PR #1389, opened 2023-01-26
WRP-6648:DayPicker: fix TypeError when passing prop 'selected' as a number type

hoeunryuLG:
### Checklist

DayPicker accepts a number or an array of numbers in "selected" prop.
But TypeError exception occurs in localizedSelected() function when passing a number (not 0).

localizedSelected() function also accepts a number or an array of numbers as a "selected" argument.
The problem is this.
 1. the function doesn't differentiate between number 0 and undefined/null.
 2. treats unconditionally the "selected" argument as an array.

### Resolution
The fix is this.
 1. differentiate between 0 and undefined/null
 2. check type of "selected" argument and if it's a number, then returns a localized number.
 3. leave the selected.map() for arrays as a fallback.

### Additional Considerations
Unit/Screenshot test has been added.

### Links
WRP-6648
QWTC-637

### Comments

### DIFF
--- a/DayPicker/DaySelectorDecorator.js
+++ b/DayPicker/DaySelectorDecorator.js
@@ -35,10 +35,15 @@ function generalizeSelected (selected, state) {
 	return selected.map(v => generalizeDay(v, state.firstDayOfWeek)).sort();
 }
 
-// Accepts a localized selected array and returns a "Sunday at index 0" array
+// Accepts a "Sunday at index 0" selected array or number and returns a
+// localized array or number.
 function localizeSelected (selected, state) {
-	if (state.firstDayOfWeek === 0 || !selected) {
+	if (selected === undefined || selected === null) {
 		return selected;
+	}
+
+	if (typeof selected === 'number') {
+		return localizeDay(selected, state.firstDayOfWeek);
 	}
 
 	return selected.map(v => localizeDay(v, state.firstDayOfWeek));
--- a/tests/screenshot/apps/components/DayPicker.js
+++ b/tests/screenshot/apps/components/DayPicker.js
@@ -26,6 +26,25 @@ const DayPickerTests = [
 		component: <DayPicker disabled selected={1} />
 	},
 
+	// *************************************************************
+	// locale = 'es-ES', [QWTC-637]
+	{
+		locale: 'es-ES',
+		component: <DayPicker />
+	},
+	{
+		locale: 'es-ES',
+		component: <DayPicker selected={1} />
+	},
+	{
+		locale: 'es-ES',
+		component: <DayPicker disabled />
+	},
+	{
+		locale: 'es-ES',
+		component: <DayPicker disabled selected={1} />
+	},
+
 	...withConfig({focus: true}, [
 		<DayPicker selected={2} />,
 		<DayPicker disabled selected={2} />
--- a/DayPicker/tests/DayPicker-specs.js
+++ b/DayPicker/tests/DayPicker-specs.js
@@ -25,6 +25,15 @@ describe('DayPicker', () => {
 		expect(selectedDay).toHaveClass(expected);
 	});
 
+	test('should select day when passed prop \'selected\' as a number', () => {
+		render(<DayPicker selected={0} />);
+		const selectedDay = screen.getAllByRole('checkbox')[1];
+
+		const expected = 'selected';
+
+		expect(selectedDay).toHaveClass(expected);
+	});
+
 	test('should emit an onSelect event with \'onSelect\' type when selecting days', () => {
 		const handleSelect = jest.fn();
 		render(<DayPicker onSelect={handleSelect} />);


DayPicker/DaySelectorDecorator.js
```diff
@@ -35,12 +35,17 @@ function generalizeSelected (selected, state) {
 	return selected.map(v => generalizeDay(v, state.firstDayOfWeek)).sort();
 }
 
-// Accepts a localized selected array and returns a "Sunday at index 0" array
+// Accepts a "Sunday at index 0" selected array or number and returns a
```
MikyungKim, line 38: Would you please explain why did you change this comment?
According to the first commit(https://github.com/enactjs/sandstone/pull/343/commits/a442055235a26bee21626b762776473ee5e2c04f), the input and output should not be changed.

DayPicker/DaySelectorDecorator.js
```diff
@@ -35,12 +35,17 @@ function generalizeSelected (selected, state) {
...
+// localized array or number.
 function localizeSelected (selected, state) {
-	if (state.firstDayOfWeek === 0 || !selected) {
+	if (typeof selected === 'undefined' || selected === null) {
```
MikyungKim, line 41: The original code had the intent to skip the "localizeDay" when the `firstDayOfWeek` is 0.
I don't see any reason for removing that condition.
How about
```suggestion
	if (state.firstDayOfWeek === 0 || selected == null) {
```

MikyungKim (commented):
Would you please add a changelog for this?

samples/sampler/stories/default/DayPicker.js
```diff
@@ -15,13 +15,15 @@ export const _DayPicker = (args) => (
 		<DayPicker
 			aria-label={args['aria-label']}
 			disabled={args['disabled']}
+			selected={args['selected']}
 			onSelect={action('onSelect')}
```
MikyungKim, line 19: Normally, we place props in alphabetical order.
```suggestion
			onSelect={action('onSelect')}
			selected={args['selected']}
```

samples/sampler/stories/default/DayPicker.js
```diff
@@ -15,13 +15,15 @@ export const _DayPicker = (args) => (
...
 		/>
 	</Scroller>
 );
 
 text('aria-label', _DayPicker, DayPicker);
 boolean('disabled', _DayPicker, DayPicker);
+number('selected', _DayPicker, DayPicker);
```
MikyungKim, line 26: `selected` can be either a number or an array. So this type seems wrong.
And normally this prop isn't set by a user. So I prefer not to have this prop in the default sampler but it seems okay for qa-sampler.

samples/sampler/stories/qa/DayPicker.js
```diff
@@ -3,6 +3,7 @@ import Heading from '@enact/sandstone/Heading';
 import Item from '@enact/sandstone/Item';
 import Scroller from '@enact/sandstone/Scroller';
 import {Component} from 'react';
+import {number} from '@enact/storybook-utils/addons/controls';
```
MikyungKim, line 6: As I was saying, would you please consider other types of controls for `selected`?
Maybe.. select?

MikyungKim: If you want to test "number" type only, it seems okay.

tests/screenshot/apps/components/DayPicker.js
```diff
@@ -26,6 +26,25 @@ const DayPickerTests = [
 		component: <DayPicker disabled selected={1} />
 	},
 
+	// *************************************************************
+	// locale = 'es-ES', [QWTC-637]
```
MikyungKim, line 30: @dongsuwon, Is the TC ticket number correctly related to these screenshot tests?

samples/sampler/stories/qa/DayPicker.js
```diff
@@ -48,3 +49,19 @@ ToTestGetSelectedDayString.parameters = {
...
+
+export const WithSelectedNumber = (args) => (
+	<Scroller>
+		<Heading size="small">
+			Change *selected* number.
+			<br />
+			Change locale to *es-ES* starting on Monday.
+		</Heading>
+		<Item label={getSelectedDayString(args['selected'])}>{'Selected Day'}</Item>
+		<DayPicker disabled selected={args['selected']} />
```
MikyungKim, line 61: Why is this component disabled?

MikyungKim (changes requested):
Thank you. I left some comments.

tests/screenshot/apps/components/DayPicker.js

= = =

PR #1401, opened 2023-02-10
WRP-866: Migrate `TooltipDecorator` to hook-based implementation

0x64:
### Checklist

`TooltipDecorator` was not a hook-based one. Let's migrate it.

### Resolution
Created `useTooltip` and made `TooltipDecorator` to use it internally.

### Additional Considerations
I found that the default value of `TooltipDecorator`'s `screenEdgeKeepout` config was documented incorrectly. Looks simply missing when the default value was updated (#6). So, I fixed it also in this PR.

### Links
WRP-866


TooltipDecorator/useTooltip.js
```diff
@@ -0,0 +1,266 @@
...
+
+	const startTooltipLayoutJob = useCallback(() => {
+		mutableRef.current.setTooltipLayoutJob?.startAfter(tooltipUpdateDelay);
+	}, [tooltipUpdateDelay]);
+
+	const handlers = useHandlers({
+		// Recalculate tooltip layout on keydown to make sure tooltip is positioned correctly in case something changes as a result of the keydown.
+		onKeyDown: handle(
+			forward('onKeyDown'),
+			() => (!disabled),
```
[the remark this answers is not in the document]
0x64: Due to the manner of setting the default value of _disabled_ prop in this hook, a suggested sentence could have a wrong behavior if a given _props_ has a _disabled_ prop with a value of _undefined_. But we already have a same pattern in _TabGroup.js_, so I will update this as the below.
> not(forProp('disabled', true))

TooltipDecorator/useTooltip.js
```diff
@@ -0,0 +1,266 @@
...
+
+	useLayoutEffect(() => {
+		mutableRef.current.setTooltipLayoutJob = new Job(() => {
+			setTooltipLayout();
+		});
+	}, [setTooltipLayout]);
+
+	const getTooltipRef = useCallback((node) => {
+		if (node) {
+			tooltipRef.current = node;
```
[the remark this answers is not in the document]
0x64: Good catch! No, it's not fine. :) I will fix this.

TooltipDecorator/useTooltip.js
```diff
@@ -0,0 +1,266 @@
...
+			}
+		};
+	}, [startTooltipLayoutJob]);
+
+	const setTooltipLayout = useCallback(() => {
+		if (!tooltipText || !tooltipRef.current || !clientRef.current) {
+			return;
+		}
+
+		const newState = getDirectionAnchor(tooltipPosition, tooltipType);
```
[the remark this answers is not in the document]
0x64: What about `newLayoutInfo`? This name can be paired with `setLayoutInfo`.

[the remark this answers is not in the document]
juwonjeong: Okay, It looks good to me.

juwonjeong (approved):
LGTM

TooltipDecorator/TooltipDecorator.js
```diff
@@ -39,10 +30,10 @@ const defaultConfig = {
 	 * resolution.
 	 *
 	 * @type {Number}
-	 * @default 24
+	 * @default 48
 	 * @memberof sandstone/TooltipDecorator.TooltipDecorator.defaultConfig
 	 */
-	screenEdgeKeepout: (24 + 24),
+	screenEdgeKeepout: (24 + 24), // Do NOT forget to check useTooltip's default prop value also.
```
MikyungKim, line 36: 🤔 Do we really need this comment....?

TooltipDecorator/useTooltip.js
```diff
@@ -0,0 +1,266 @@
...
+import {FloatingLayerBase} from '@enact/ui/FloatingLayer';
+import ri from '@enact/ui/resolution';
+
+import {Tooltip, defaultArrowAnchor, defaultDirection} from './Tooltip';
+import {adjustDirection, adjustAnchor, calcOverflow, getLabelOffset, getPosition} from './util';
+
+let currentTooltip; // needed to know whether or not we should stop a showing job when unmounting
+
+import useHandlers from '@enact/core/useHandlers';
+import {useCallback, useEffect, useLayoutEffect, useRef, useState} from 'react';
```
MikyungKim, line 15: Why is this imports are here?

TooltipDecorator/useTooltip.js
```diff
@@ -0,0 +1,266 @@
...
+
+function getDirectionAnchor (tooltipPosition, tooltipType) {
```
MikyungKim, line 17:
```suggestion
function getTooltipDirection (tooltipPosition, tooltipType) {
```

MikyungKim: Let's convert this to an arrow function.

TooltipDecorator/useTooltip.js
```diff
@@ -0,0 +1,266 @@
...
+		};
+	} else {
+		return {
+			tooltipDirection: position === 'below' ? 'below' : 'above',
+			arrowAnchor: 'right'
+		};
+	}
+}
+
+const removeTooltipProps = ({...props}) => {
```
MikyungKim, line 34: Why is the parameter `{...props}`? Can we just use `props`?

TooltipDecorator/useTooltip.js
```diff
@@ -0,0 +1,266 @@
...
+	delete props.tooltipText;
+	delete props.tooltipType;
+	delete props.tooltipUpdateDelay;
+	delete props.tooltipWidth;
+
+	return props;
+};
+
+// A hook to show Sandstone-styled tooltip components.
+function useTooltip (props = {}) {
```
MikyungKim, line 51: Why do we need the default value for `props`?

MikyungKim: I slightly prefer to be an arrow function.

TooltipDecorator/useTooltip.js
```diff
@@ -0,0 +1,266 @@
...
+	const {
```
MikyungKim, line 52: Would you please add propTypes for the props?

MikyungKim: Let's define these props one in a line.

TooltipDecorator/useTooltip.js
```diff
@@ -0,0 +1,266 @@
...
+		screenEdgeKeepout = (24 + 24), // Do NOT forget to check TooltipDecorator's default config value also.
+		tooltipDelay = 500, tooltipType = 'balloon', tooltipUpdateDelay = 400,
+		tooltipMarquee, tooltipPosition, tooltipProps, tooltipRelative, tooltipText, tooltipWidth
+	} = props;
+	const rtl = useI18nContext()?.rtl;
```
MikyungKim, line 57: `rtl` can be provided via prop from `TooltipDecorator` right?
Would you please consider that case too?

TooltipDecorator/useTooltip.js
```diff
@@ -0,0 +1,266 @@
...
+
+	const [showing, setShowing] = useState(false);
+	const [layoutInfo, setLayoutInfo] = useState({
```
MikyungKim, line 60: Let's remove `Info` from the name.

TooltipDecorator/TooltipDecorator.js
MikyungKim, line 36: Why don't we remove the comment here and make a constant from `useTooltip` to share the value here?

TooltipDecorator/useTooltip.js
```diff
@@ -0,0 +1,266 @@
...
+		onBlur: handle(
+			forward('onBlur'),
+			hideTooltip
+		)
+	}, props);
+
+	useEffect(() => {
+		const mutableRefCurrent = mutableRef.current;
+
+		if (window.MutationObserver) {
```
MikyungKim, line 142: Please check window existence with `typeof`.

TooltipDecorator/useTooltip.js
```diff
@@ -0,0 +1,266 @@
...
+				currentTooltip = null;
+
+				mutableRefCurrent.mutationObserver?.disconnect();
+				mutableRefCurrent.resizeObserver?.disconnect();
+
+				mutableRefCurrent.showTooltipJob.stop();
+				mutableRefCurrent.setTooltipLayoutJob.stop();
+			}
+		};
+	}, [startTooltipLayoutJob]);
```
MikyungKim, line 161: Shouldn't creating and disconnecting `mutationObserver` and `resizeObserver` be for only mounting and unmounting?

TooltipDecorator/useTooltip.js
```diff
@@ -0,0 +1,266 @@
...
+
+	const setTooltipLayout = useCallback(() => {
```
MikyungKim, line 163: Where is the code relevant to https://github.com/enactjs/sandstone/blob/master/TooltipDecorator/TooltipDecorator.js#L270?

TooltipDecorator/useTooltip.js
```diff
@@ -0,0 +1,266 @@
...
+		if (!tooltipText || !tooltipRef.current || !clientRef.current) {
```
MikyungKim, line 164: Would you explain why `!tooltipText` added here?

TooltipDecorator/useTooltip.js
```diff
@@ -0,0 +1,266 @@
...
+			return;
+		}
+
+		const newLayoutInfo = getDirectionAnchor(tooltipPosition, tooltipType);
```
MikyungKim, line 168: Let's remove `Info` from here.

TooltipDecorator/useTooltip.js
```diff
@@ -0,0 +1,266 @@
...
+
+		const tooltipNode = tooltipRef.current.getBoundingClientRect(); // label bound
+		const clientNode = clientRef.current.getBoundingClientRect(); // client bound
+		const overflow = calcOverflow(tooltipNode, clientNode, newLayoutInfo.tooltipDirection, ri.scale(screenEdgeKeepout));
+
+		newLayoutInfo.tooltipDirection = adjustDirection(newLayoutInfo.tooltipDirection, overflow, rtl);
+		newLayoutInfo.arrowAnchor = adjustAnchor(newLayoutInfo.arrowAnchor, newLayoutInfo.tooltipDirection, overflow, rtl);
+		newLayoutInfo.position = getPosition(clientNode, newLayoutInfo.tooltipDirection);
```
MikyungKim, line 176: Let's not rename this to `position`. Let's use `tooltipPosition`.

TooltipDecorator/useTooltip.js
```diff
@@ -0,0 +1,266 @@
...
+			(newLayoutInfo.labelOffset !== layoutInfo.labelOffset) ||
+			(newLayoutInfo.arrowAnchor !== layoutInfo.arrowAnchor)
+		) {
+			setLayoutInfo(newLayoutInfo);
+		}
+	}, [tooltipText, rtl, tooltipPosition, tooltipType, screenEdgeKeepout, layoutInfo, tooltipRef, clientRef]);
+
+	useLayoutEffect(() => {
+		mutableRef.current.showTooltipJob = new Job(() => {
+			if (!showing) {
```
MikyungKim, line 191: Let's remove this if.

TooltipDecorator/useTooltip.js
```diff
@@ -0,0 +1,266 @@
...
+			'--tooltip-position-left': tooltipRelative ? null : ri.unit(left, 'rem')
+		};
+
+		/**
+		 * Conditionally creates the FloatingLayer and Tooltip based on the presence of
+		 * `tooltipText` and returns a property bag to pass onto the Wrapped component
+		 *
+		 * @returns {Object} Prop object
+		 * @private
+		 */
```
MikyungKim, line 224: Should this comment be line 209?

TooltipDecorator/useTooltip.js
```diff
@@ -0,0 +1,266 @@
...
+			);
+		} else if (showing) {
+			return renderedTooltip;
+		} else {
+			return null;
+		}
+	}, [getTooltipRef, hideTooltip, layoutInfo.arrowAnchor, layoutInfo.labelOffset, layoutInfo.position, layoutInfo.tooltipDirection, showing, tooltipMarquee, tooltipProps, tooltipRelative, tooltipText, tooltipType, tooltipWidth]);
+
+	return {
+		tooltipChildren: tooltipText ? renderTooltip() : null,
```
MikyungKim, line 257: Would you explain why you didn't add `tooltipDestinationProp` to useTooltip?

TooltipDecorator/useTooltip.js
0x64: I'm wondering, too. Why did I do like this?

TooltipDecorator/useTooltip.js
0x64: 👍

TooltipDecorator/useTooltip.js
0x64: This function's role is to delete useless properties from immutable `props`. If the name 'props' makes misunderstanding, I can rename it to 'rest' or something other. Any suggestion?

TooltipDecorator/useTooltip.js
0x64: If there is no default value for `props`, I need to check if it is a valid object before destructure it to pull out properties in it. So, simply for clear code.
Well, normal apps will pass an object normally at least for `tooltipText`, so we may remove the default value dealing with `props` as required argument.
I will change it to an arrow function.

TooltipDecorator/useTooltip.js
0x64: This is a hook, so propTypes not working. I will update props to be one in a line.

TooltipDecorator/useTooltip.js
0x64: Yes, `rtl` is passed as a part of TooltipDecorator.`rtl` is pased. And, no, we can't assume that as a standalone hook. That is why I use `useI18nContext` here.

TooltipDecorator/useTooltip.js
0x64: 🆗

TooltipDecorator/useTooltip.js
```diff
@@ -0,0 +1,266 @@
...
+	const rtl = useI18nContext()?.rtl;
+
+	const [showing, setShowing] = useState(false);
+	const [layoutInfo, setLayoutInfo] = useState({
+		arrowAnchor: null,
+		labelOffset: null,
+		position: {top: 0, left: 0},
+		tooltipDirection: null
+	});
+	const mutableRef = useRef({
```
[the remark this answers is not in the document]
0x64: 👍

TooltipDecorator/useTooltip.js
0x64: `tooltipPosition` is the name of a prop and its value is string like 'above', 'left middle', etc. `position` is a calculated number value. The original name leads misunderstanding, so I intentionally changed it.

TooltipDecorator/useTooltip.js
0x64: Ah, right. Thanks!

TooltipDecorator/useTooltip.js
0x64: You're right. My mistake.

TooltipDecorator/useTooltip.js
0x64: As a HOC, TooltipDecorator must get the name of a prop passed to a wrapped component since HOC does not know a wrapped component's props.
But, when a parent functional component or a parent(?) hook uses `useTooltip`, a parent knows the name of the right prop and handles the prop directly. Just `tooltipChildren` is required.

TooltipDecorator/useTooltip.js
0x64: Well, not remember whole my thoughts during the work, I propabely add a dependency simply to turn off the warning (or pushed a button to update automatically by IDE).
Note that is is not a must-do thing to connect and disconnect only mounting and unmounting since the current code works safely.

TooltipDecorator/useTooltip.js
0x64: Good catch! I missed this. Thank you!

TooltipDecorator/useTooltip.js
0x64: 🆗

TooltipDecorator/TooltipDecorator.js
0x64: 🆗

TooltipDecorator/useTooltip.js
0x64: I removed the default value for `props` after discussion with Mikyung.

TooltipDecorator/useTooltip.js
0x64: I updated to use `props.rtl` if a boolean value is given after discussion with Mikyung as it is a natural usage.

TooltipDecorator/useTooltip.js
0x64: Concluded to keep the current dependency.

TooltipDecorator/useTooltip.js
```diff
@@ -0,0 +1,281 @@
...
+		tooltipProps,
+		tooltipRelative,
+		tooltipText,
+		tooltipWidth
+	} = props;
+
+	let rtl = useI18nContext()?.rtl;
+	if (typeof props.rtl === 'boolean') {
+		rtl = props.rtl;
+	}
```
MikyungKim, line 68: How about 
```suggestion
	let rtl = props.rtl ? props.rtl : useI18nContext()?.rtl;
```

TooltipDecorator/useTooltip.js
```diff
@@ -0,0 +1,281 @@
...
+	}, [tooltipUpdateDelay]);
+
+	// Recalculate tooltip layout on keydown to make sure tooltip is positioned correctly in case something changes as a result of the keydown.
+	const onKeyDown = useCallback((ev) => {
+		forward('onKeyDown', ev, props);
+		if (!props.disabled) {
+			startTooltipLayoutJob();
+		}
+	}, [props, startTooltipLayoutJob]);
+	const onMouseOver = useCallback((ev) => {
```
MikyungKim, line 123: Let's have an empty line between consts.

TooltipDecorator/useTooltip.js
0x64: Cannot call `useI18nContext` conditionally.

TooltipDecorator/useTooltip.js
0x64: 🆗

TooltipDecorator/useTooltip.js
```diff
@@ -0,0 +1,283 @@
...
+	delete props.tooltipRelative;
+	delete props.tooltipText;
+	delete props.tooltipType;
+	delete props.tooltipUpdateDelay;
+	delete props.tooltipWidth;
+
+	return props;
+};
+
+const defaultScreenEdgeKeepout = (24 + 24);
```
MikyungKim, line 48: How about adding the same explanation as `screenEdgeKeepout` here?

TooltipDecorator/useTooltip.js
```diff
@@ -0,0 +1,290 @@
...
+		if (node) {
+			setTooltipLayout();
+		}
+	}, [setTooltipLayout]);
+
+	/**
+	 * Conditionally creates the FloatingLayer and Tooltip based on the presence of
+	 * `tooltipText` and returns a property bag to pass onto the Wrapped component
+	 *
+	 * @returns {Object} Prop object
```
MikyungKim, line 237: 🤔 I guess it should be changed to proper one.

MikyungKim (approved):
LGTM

= = =

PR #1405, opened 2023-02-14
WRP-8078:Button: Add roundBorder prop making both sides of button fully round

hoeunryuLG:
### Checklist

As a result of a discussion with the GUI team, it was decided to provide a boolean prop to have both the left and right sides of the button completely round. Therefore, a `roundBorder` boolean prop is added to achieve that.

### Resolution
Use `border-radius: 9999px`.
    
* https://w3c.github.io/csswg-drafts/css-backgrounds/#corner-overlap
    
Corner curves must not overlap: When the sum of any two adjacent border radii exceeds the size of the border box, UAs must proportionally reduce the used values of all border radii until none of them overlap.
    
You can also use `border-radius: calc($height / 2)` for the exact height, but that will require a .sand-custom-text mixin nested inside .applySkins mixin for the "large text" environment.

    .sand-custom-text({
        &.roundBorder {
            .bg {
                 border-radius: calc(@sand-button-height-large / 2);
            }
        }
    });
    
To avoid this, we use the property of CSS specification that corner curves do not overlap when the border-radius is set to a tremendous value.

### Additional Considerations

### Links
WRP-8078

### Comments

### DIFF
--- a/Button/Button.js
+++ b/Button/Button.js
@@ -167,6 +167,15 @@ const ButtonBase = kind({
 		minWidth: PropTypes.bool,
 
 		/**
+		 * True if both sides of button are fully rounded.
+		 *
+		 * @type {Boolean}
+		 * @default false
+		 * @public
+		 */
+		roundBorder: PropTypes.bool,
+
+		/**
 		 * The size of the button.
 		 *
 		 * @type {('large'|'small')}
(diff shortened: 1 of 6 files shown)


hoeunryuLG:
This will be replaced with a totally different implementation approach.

= = =

- WHAT THE TASK ASKS
Your job is to return all lines above that hold the word "getBoundingClientRect".

- RESULT
+		const tooltipNode = tooltipRef.current.getBoundingClientRect(); // label bound
+		const clientNode = clientRef.current.getBoundingClientRect(); // client bound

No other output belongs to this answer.